Systematic school re-entry planning including: documented school contact, documentation of functional limitations affecting learning, communication of rehab goals to educational providers, coordination of school-based therapy, and IEP/504 plan coordination for children with disabilities. Must begin during the rehabilitation episode, not at discharge. Most commonly deficient pediatric-specific standard.

What outcome measures does CARF require?

Validated, developmentally appropriate measures at defined time points. Appropriate instruments include WeeFIM, PEDI-CAT, School Function Assessment, and PROMIS Pediatric tools. Data must be aggregated for quality improvement and demonstrably inform program development.

How much does accreditation cost?

$995 non-refundable application fee plus $1,525 per surveyor per day. Published by CARF (carf.org) — verify current fees with CARF. No annual maintenance fees. IHS consulting fees are scoped per engagement.

How long does the process take?

12 to 18 months. CARF requires minimum six months of operational data. Programs with strong clinical culture but weak documentation infrastructure typically need 12 to 15 months.

What are the most common deficiencies?

(1) Family participation documented as presence rather than input. (2) School re-entry coordination not documented in the clinical record. (3) Age-appropriate programming rationale not documented. (4) Outcome measures not consistently administered. (5) Adolescent transition planning not systematically triggered.

Does CARF require transition planning for adolescents?

Yes. For adolescents approaching adulthood, documented transition planning to adult rehabilitation and health services is required — addressing shifts from pediatric to adult care, educational to vocational supports, and family-centered to self-directed care. Must be systematically triggered for all eligible adolescents, not only complex cases.

What child safeguarding standards apply?

Mandatory reporting protocols, background checks for all individuals with access to children, child abuse recognition training, trauma-informed care practices, and pediatric-appropriate physical environment safety standards. Surveyors audit all staff — not just clinical staff — for mandatory reporter training and background check documentation.

How does CARF evaluate age-appropriate programming?

Activity selection with documented developmental rationale, age-appropriate physical environment, equipment appropriateness, staff pediatric competencies, and differentiated programming for different developmental stages if the program serves a broad age range. Programs serving infants through teenagers must demonstrate developmentally differentiated services for both populations.

Can an outpatient pediatric clinic pursue accreditation?

Yes. All Pediatric Rehabilitation specialty standards apply to outpatient programs, adapted to episodic service delivery.

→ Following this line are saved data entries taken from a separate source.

PR #405, opened 2018-08-06
OpenGL control

mischnic:
I tried to update @pcwalton's work onto master.

Working fine on macOS:
bildschirmfoto 2018-08-06 um 23 11 29

I can't get it work on linux:
- Nothing is drawn (not even the black background) - I'm no OpenGL expert all
- Mouse events don't work (@andlabs this is basically all of uiArea's code but `motion_notify_event` and others don't get called at all ??)

Windows is still missing.

### DIFF
--- a/common/CMakeLists.txt
+++ b/common/CMakeLists.txt
@@ -7,7 +7,7 @@ list(APPEND _LIBUI_SOURCES
 	common/areaevents.c
 	common/control.c
 	common/debug.c
-#	common/drawtext.c
+	common/opengl.c
 	common/matrix.c
 	common/opentype.c
 	common/shouldquit.c
--- a/common/CMakeLists.txt
+++ b/common/CMakeLists.txt
@@ -1,14 +1,14 @@
 # 3 june 2016
 
 list(APPEND _LIBUI_SOURCES
-	common/areaevents.c
 	common/attribute.c
 	common/attrlist.c
 	common/attrstr.c
+	common/areaevents.c
 	common/control.c
 	common/debug.c
+#	common/drawtext.c
 	common/matrix.c
-	common/opengl.c
 	common/opentype.c
 	common/shouldquit.c
 	common/userbugs.c
--- a/common/CMakeLists.txt
+++ b/common/CMakeLists.txt
@@ -1,14 +1,14 @@
 # 3 june 2016
 
 list(APPEND _LIBUI_SOURCES
+	common/areaevents.c
 	common/attribute.c
 	common/attrlist.c
 	common/attrstr.c
-	common/areaevents.c
 	common/control.c
 	common/debug.c
-#	common/drawtext.c
 	common/matrix.c
+	common/opengl.c
 	common/opentype.c
 	common/shouldquit.c
 	common/userbugs.c
--- a/common/controlsigs.h
+++ b/common/controlsigs.h
@@ -17,6 +17,7 @@
 #define uiGroupSignature 0x47727062
 #define uiLabelSignature 0x4C61626C
 #define uiMultilineEntrySignature 0x4D6C6E45
+#define uiOpenGLAreaSignature 0x4F474C41
 #define uiProgressBarSignature 0x50426172
 #define uiRadioButtonsSignature 0x5264696F
 #define uiSeparatorSignature 0x53657061
--- a/common/opengl.c
+++ b/common/opengl.c
@@ -1,0 +1,90 @@
+// 28 may 2016
+
+#include <stdlib.h>
+#include "../ui.h"
+#include "uipriv.h"
+
+uiOpenGLAttributes *uiNewOpenGLAttributes() {
+    uiOpenGLAttributes *a = malloc(sizeof(uiOpenGLAttributes));
+    if (a == NULL)
+        return NULL;
+
+    a->RedBits = a->GreenBits = a->BlueBits = a->AlphaBits = 8;
+    a->DepthBits = 24;
+    a->StencilBits = 8;
+    a->Stereo = 0;
+    a->SRGBCapable = 0;
+    a->DoubleBuffer = 1;
+    a->UseOpenGLES = 0;
+    a->MajorVersion = 1;
+    a->MinorVersion = 0;
+    a->ForwardCompat = 0;
+    a->DebugContext = 0;
+    a->CompatProfile = uiOpenGLDontCare;
+    a->Robustness = 0;
+
+    return a;
+}
+
+void uiFreeOpenGLAttributes(uiOpenGLAttributes *attribs) {
+    free(attribs);
+}
+
+void uiOpenGLAttributesSetAttribute(uiOpenGLAttributes *attribs, uiOpenGLAttribute attribute, int value) {
+    switch (attribute) {
+    case uiOpenGLAttributeRedBits:
+        attribs->RedBits = value;
+        break;
+    case uiOpenGLAttributeGreenBits:
+        attribs->GreenBits = value;
+        break;
+    case uiOpenGLAttributeBlueBits:
+        attribs->BlueBits = value;
+        break;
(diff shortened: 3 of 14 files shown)


andlabs:
Try putting the area in a box and marking it stretchy, then adding a button. There's glitches involving the sizing of areas that are by themselves in windows on GTK+.

andlabs:
Did that work?

mischnic:
> Did that work?

Yes!

mischnic:
The OpenGL error is 0x502 (GL_INVALID_OPERATION?) in these two lines, but not on macOS:
```c
glUniformMatrix4fv(openGLState.ProjectionUniform, 1, GL_FALSE, &projection.m11);
glUniformMatrix4fv(openGLState.ModelViewUniform, 1, GL_FALSE, &modelview.m11);
```

mischnic:
@andlabs Is the macOS area refactoring acceptable? `areaCommonView` now handles all events and is the superclass of `openGLAreaView` and `areaView` .

mischnic:
Do we want a scrolling opengl view?

mischnic:
@andlabs For linux and macOS, this code works because the constructor runs synchronously and the context is actually created (see the opengl example):
```c
uiOpenGLArea *glarea = uiNewOpenGLArea(&AREA_HANDLER, attribs);
uiOpenGLAreaMakeCurrent(glarea);

GLenum glewStatus = glewInit();
if (glewStatus != GLEW_OK) {
	fprintf(stderr, "GLEW init error: %s\n", glewGetErrorString(glewStatus));
	exit(EXIT_FAILURE);
}

// ...

uiMain();
```

On Windows however, the context creating happens in `areaWndProc` (see openglarea.c) so `uiOpenGLAreaMakeCurrent` tries to make `NULL` current (this needs to be done before `glewInit` can run). How can this be done?

mischnic:
On Windows, the triangle is only visible for a short duration after rendering, then the area goes completely black (setting a background color using `glClearColor` works correctly).

mischnic:
@andlabs The OpenGL area is now working on every platform, even with OpenGL 3.3. Only some cleanup and  better openglattributes handling needs to be done. Here are a few architectural questions I have:

- Does including x11 libraries (for GLX) always use XWayland, is there a difference to before? The native wayland interface is EGL.
- How to do error handling (e.g. if requested attributes like OpenGL version area not available):
	- return an error code and add an enum for these OR return NULL and pass an error string in some other way
	- throwing a uiprivUserbug is non recoverable so a program can't even display "Your graphics card is not supported".
- Do you want scrolling views?
- Why can't the 32-bit Linux Travis find `-lGL`.

cody271:
@mischnic Instead of using GLX / X11 APIs directly in a custom widget, we should probably be using the included [`GtkGLArea`](https://developer.gnome.org/gtk3/stable/GtkGLArea.html) widget. (GTK 3.16 added this, over three years ago now..)

andlabs:
I would need to bump the minimum version for that. Not sure if I should or not. Again, will look at all this soon and see if there's a better approach if bumping the version isn't suitable.

mischnic:
Instead of GLX, EGL could be used on Wayland. But I dont know how to detect this at runtime and if these libraries would need to be loaded dynamically.

ThomasCassimon:
Hi, I was wondering what the current state of this feature is?

The [3.0 changelog](https://github.com/andlabs/libui/blob/master/NEWS.md#old-news) seems to indicate this was planned for the 4.0 release, but I don't believe this feature has made it in yet, has it?

CI seems to be [failing for 32-bit Linux](https://travis-ci.org/andlabs/libui/jobs/423707135), because it can't find "-lGL", (the GL library), but when looking at the [CMakeLists.txt](https://github.com/andlabs/libui/blob/31ec22b846e020250de0909cc4ae1e3e13c5dede/examples/CMakeLists.txt#L65) I was wondering why you are manually specifying the library names instead of using [FindOpenGL](https://cmake.org/cmake/help/latest/module/FindOpenGL.html)?

mischnic:
> Hi, I was wondering what the current state of this feature is?

Waiting for @andlabs' feedback/review.

> I was wondering why you are manually specifying the library names instead of using FindOpenGL?

Fixed. 😄 Let's see what happens.

mischnic:
@andlabs Why isn't Travis running? For #424 neither.

mischnic:
@andlabs ?

andlabs:
I don't know; that's weird. Travis still lets me see the status of libui, but it's behind...

mischnic:
Now the linux 32bit Travis job just hangs while downloading packages: https://travis-ci.org/andlabs/libui/jobs/438028266

andlabs:
Okay I guess I needed to just log in again and it seems to be back.

I should probably get to updating both the issues and pull requests for this now (I was taking a break after releasing Alpha 4 and package `ui`, but IDK how long that will continue for)

paulrouget:
The Mac example doesn't start rendering until the window is resized, and then, it flickers a lot.

Any idea what's going on?

mischnic:
> The Mac example doesn't start rendering until the window is resized

Could you please check if `onDrawGL` is called before resizing and if it is, whether the correct width & height (= non-zero) values are passed?

```diff
diff --git a/examples/opengl/main.c b/examples/opengl/main.c
index 1fff59c9..ab19e5a7 100644
--- a/examples/opengl/main.c
+++ b/examples/opengl/main.c
@@ -277,6 +277,7 @@ static void onInitGL(uiOpenGLAreaHandler *h, uiOpenGLArea *a)
 static void onDrawGL(uiOpenGLAreaHandler *h, uiOpenGLArea *a, double width, double height)
 {
        GLCall(glViewport(0, 0, width, height));
+       printf("%f %f\n", width, height);

        GLCall(glClear(GL_COLOR_BUFFER_BIT));
```

Should print: `600.000000 415.000000`

> and then, it flickers a lot.

Maybe disabling VSync (`uiOpenGLAreaSetVSync(a, 0);` in setup) helps?
Is there a difference with this change? (Still flickering when moving the mouse over the area?)
```diff
diff --git a/examples/opengl/main.c b/examples/opengl/main.c
index 1fff59c9..5e1c9914 100644
--- a/examples/opengl/main.c
+++ b/examples/opengl/main.c
@@ -362,8 +363,6 @@ int main(void)
        uiOpenGLArea *glarea = uiNewOpenGLArea(&AREA_HANDLER, attribs);
        uiBoxAppend(b, uiControl(glarea), 1);

-       uiTimer(1000/60, render, glarea);
-
        uiControlShow(uiControl(mainwin));
        uiMain();
```


<br>

Works fine for me (macOS 10.13.6, Intel Graphics).

paulrouget:
onDrawGL is called before resizing.

It's printing the right size I believe (600x416).

Disabling vsync doesn't change anything.

Still flickers without the timer.

I think every odd frame is transparent:

Screencast: https://streamable.com/12xcn

paulrouget:
> I guess you're running Mojave?

Yes. 10.14.1.

> This should definitely fix the blank-before-resize-issue:
> [self->libui_a->ctx setView:self];
> [self->libui_a->ctx update];

This change changes nothing.

> When setting `wantsLayer` to true, the flickering happens for me as well, please try this change

Setting `setWantsLayer` to `NO` changes nothing.

Setting `setWantsLayer` to `YES` fixes the blank-before-resize-issue.

No matter the configuration/changes, it's flickering.

mischnic:
`setWantsLayer:NO` on Mojave: Blank before resize and flickering on every other frame
`setWantsLayer:NO` on High Sierra: Works fine
`setWantsLayer:YES` on Mojave: Flickering
`setWantsLayer:YES` on High Sierra: Flickering

@pcwalton You have investigated this some time ago, any suggestion?

Shadowblitz16:
Will this work on mac os?
I know opengl is deprecated on mac os.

Many outpatient pediatric clinics pursue CARF accreditation to strengthen managed care network participation and referral relationships with pediatric practices and schools.

How does pediatric accreditation differ from adult Medical Rehabilitation?

Same CARF Medical Rehabilitation baseline plus pediatric specialty standards: family-centered care, school re-entry coordination, age-appropriate programming and environment, adolescent transition planning, and pediatric-normed outcome measurement. Child safeguarding standards are also more extensive.

What is IEP/504 coordination under CARF standards?

For children with IEPs or 504 plans, CARF expects documented coordination with the school's educational team — sharing functional assessment data, aligning rehabilitation goals with educational participation goals, and documenting school-based therapy recommendations. Treating medical rehabilitation and educational planning as separate tracks fails CARF's integration expectations.

How does IHS structure pediatric rehabilitation engagements?

Five phases: (1) Gap Assessment with focus on family-centered care documentation, school re-entry, and outcomes. (2) Policy and System Architecture including school re-entry and transition planning systems. (3) Implementation — training, system launch, six-month data initiation. (4) Mock Survey with full specialty documentation review. (5) Final Preparation. Led personally by Thomas G. Goddard, JD, PhD.